**ASSIGNMENT:** In full and without alteration, print the entries.

**DATASET EXCERPTS:**
PR #769, opened 2020-08-30
Update AWS SDK to 3.5.0

slang25:
Fixes #768

PR #783, opened 2020-09-09
Update AWS SDK to 3.5.0

### LINKED ISSUE #768: Update to AWS SDK 3.5
This might be a good time to take the update.
https://aws.amazon.com/blogs/developer/aws-sdk-for-net-v3-5-now-generally-available/

Old:
image
New:
image

#### FuGet diffs:
https://www.fuget.org/packages/AWSSDK.SQS/3.5.0.5/lib/netstandard2.0/diff/3.3.103.26/
https://www.fuget.org/packages/AWSSDK.SimpleNotificationService/3.5.0/lib/netstandard2.0/diff/3.3.102.17/
https://www.fuget.org/packages/AWSSDK.Core/3.5.0/lib/netstandard2.0/diff/3.3.107.40/

### Pros
- Fewer assemblies for legacy runtimes (smaller nuget downloads)
- Extra async enumerable APIs available to take advantage of potentially in future

### Cons
- Required version uplift for consumers
- Low risk breaking changes exist in `AWSSDK.Core` (If consumers are using "Pubternal" APIs 🤷‍♀️)

slang25:
#769 - take 2

Fixes #768

### DIFF
--- a/Directory.Build.props
+++ b/Directory.Build.props
@@ -6,8 +6,8 @@
     <NewtonsoftJsonVersion>12.0.3</NewtonsoftJsonVersion>
   </PropertyGroup>
   <PropertyGroup>
-    <AwsSdkSnsVersion>3.5.0</AwsSdkSnsVersion>
-    <AwsSdkSqsVersion>3.5.0</AwsSdkSqsVersion>
+    <AwsSdkSnsVersion>3.5.0.9</AwsSdkSnsVersion>
+    <AwsSdkSqsVersion>3.5.0.9</AwsSdkSqsVersion>
   </PropertyGroup>
   <ItemGroup>
     <PackageReference Include="coverlet.msbuild" Version="2.9.0" PrivateAssets="All" />
--- a/Directory.Build.props
+++ b/Directory.Build.props
@@ -6,8 +6,8 @@
     <NewtonsoftJsonVersion>12.0.3</NewtonsoftJsonVersion>
   </PropertyGroup>
   <PropertyGroup>
-    <AwsSdkSnsVersion>3.5.0.9</AwsSdkSnsVersion>
-    <AwsSdkSqsVersion>3.5.0.9</AwsSdkSqsVersion>
+    <AwsSdkSnsVersion>3.5.0</AwsSdkSnsVersion>
+    <AwsSdkSqsVersion>3.5.0</AwsSdkSqsVersion>
   </PropertyGroup>
   <ItemGroup>
     <PackageReference Include="coverlet.msbuild" Version="2.9.0" PrivateAssets="All" />
--- a/src/JustSaying/AwsTools/MessageHandling/SnsPolicy.cs
+++ b/src/JustSaying/AwsTools/MessageHandling/SnsPolicy.cs
@@ -1,3 +1,4 @@
+#pragma warning disable 618
 using System.Collections.Generic;
 using System.Linq;
 using System.Text.RegularExpressions;
--- a/src/JustSaying/AwsTools/MessageHandling/SnsPolicy.cs
+++ b/src/JustSaying/AwsTools/MessageHandling/SnsPolicy.cs
@@ -1,55 +1,56 @@
-#pragma warning disable 618
-using System.Collections.Generic;
-using System.Linq;
+using System;
+using System.Text.Json;
 using System.Text.RegularExpressions;
 using System.Threading.Tasks;
-using Amazon.Auth.AccessControlPolicy;
-using Amazon.Auth.AccessControlPolicy.ActionIdentifiers;
 using Amazon.SimpleNotificationService;
 using Amazon.SimpleNotificationService.Model;
 
 namespace JustSaying.AwsTools.MessageHandling
 {
-    public class SnsPolicy
+    internal static class SnsPolicy
     {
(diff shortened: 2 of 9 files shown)


src/JustSaying/AwsTools/MessageHandling/SnsPolicy.cs
```diff
@@ -1,56 +1,58 @@
...
-
-            var snsPolicy = new Policy()
-                .WithStatements(GetDefaultStatement(sourceArn))
-                .WithStatements(new Statement(Statement.StatementEffect.Allow)
-                    .WithPrincipals(_accountIds.Select(a => new Principal(a)).ToArray())
-                    .WithResources(new Resource(sourceArn))
-                    .WithActionIdentifiers(actions));
-            var attributeValue = snsPolicy.ToJson();
-            var setQueueAttributesRequest = new SetTopicAttributesRequest(sourceArn, "Policy", attributeValue);
+            var sourceAccountId = ExtractSourceAccountId(policyDetails.SourceArn);
```
gkinsman, line 14: Is switching from the fluent api to json here because the fluent api is out of date from the SQS API?

gkinsman: Looks like its from the SDK - did they just remove it?

slang25: It's been marked as obsolete, and the message says to use JSON going forwards

slang25: It's not broken, but they say they won't be keeping it up to date

Directory.Build.props
```diff
@@ -6,8 +6,8 @@
     <NewtonsoftJsonVersion>12.0.3</NewtonsoftJsonVersion>
   </PropertyGroup>
   <PropertyGroup>
-    <AwsSdkSnsVersion>3.5.0.9</AwsSdkSnsVersion>
-    <AwsSdkSqsVersion>3.5.0.9</AwsSdkSqsVersion>
+    <AwsSdkSnsVersion>3.5.0</AwsSdkSnsVersion>
+    <AwsSdkSqsVersion>3.5.0</AwsSdkSqsVersion>
```
martincostello, line 10: Tests can use latest.

```suggestion
    <AwsSdkSnsVersion>3.5.0.9</AwsSdkSnsVersion>
    <AwsSdkSqsVersion>3.5.0.9</AwsSdkSqsVersion>
```

src/JustSaying/AwsTools/MessageHandling/SnsPolicy.cs
gkinsman: Ah that's interesting, fair enough. I wonder if we should keep this json in an external file as a template that we load on startup. Likely something we can put off until we do the work to disable creation on startup, as we'd want to remove the permissions for those actions too.

src/JustSaying/AwsTools/MessageHandling/SnsPolicy.cs
```diff
@@ -1,56 +1,58 @@
...
+            var policyJson = $@"{{
+    ""Version"" : ""2012-10-17"",
+    ""Statement"" : [
+        {{
+            ""Sid"" : ""{Guid.NewGuid().ToString().Replace("-", "")}"",
```
martincostello, line 19: Do we want the SIDs to be non-deterministic? Or maybe could add a way to override the SID to something custom?

src/JustSaying/AwsTools/MessageHandling/SqsPolicy.cs
```diff
@@ -1,46 +1,48 @@
...
-        {
-            var topicArnWildcard = CreateTopicArnWildcard(sourceArn);
-            ActionIdentifier[] actions = { SQSActionIdentifiers.SendMessage };
+            var topicArnWildcard = CreateTopicArnWildcard(policyDetails.SourceArn);
+
+            var policyJson = $@"{{
+    ""Version"" : ""2012-10-17"",
+    ""Statement"" : [
+        {{
+            ""Sid"" : ""{Guid.NewGuid().ToString().Replace("-", "")}"",
```
martincostello, line 18: Same comments as above.

src/JustSaying/AwsTools/MessageHandling/SnsPolicy.cs
slang25: We could remove them entirely, I was tempted to while making this change. I opted here for matching the existing behaviour.

src/JustSaying/AwsTools/MessageHandling/SnsPolicy.cs
martincostello: Trying to ship a template as an external file via NuGet would be a bit bleurgh - we could embed it as a JSON resource, but it still wouldn't be user editable. Would be good to provide a way to override the policy and let the user provide an entire custom one instead.

gkinsman: I was thinking as an embedded file, yeah. If we wanted it to be user editable I guess we could provide well-known settings that we substitute in where it makes sense.

martincostello (approved):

**ANSWER AREA:**
PR #769, opened 2020-08-30
Update AWS SDK to 3.5.0

slang25:
Fixes #768

PR #783, opened 2020-09-09
Update AWS SDK to 3.5.0

### LINKED ISSUE #768: Update to AWS SDK 3.5
This might be a good time to take the update.
https://aws.amazon.com/blogs/developer/aws-sdk-for-net-v3-5-now-generally-available/

Old:
image
New:
image

#### FuGet diffs:
https://www.fuget.org/packages/AWSSDK.SQS/3.5.0.5/lib/netstandard2.0/diff/3.3.103.26/
https://www.fuget.org/packages/AWSSDK.SimpleNotificationService/3.5.0/lib/netstandard2.0/diff/3.3.102.17/
https://www.fuget.org/packages/AWSSDK.Core/3.5.0/lib/netstandard2.0/diff/3.3.107.40/

### Pros
- Fewer assemblies for legacy runtimes (smaller nuget downloads)
- Extra async enumerable APIs available to take advantage of potentially in future

### Cons
- Required version uplift for consumers
- Low risk breaking changes exist in `AWSSDK.Core` (If consumers are using "Pubternal" APIs 🤷‍♀️)

slang25:
#769 - take 2

Fixes #768

### DIFF
--- a/Directory.Build.props
+++ b/Directory.Build.props
@@ -6,8 +6,8 @@
     <NewtonsoftJsonVersion>12.0.3</NewtonsoftJsonVersion>
   </PropertyGroup>
   <PropertyGroup>
-    <AwsSdkSnsVersion>3.5.0</AwsSdkSnsVersion>
-    <AwsSdkSqsVersion>3.5.0</AwsSdkSqsVersion>
+    <AwsSdkSnsVersion>3.5.0.9</AwsSdkSnsVersion>
+    <AwsSdkSqsVersion>3.5.0.9</AwsSdkSqsVersion>
   </PropertyGroup>
   <ItemGroup>
     <PackageReference Include="coverlet.msbuild" Version="2.9.0" PrivateAssets="All" />
--- a/Directory.Build.props
+++ b/Directory.Build.props
@@ -6,8 +6,8 @@
     <NewtonsoftJsonVersion>12.0.3</NewtonsoftJsonVersion>
   </PropertyGroup>
   <PropertyGroup>
-    <AwsSdkSnsVersion>3.5.0.9</AwsSdkSnsVersion>
-    <AwsSdkSqsVersion>3.5.0.9</AwsSdkSqsVersion>
+    <AwsSdkSnsVersion>3.5.0</AwsSdkSnsVersion>
+    <AwsSdkSqsVersion>3.5.0</AwsSdkSqsVersion>
   </PropertyGroup>
   <ItemGroup>
     <PackageReference Include="coverlet.msbuild" Version="2.9.0" PrivateAssets="All" />
--- a/src/JustSaying/AwsTools/MessageHandling/SnsPolicy.cs
+++ b/src/JustSaying/AwsTools/MessageHandling/SnsPolicy.cs
@@ -1,3 +1,4 @@
+#pragma warning disable 618
 using System.Collections.Generic;
 using System.Linq;
 using System.Text.RegularExpressions;
--- a/src/JustSaying/AwsTools/MessageHandling/SnsPolicy.cs
+++ b/src/JustSaying/AwsTools/MessageHandling/SnsPolicy.cs
@@ -1,55 +1,56 @@
-#pragma warning disable 618
-using System.Collections.Generic;
-using System.Linq;
+using System;
+using System.Text.Json;
 using System.Text.RegularExpressions;
 using System.Threading.Tasks;
-using Amazon.Auth.AccessControlPolicy;
-using Amazon.Auth.AccessControlPolicy.ActionIdentifiers;
 using Amazon.SimpleNotificationService;
 using Amazon.SimpleNotificationService.Model;
 
 namespace JustSaying.AwsTools.MessageHandling
 {
-    public class SnsPolicy
+    internal static class SnsPolicy
     {
(diff shortened: 2 of 9 files shown)


src/JustSaying/AwsTools/MessageHandling/SnsPolicy.cs
```diff
@@ -1,56 +1,58 @@
...
-
-            var snsPolicy = new Policy()
-                .WithStatements(GetDefaultStatement(sourceArn))
-                .WithStatements(new Statement(Statement.StatementEffect.Allow)
-                    .WithPrincipals(_accountIds.Select(a => new Principal(a)).ToArray())
-                    .WithResources(new Resource(sourceArn))
-                    .WithActionIdentifiers(actions));
-            var attributeValue = snsPolicy.ToJson();
-            var setQueueAttributesRequest = new SetTopicAttributesRequest(sourceArn, "Policy", attributeValue);
+            var sourceAccountId = ExtractSourceAccountId(policyDetails.SourceArn);
```
gkinsman, line 14: Is switching from the fluent api to json here because the fluent api is out of date from the SQS API?

gkinsman: Looks like its from the SDK - did they just remove it?

slang25: It's been marked as obsolete, and the message says to use JSON going forwards

slang25: It's not broken, but they say they won't be keeping it up to date

Directory.Build.props
```diff
@@ -6,8 +6,8 @@
     <NewtonsoftJsonVersion>12.0.3</NewtonsoftJsonVersion>
   </PropertyGroup>
   <PropertyGroup>
-    <AwsSdkSnsVersion>3.5.0.9</AwsSdkSnsVersion>
-    <AwsSdkSqsVersion>3.5.0.9</AwsSdkSqsVersion>
+    <AwsSdkSnsVersion>3.5.0</AwsSdkSnsVersion>
+    <AwsSdkSqsVersion>3.5.0</AwsSdkSqsVersion>
```
martincostello, line 10: Tests can use latest.

```suggestion
    <AwsSdkSnsVersion>3.5.0.9</AwsSdkSnsVersion>
    <AwsSdkSqsVersion>3.5.0.9</AwsSdkSqsVersion>
```

src/JustSaying/AwsTools/MessageHandling/SnsPolicy.cs
gkinsman: Ah that's interesting, fair enough. I wonder if we should keep this json in an external file as a template that we load on startup. Likely something we can put off until we do the work to disable creation on startup, as we'd want to remove the permissions for those actions too.

src/JustSaying/AwsTools/MessageHandling/SnsPolicy.cs
```diff
@@ -1,56 +1,58 @@
...
+            var policyJson = $@"{{
+    ""Version"" : ""2012-10-17"",
+    ""Statement"" : [
+        {{
+            ""Sid"" : ""{Guid.NewGuid().ToString().Replace("-", "")}"",
```
martincostello, line 19: Do we want the SIDs to be non-deterministic? Or maybe could add a way to override the SID to something custom?

src/JustSaying/AwsTools/MessageHandling/SqsPolicy.cs
```diff
@@ -1,46 +1,48 @@
...
-        {
-            var topicArnWildcard = CreateTopicArnWildcard(sourceArn);
-            ActionIdentifier[] actions = { SQSActionIdentifiers.SendMessage };
+            var topicArnWildcard = CreateTopicArnWildcard(policyDetails.SourceArn);
+
+            var policyJson = $@"{{
+    ""Version"" : ""2012-10-17"",
+    ""Statement"" : [
+        {{
+            ""Sid"" : ""{Guid.NewGuid().ToString().Replace("-", "")}"",
```
martincostello, line 18: Same comments as above.

src/JustSaying/AwsTools/MessageHandling/SnsPolicy.cs
slang25: We could remove them entirely, I was tempted to while making this change. I opted here for matching the existing behaviour.

src/JustSaying/AwsTools/MessageHandling/SnsPolicy.cs
martincostello: Trying to ship a template as an external file via NuGet would be a bit bleurgh - we could embed it as a JSON resource, but it still wouldn't be user editable. Would be good to provide a way to override the policy and let the user provide an entire custom one instead.

gkinsman: I was thinking as an embedded file, yeah. If we wanted it to be user editable I guess we could provide well-known settings that we substitute in where it makes sense.

martincostello (approved):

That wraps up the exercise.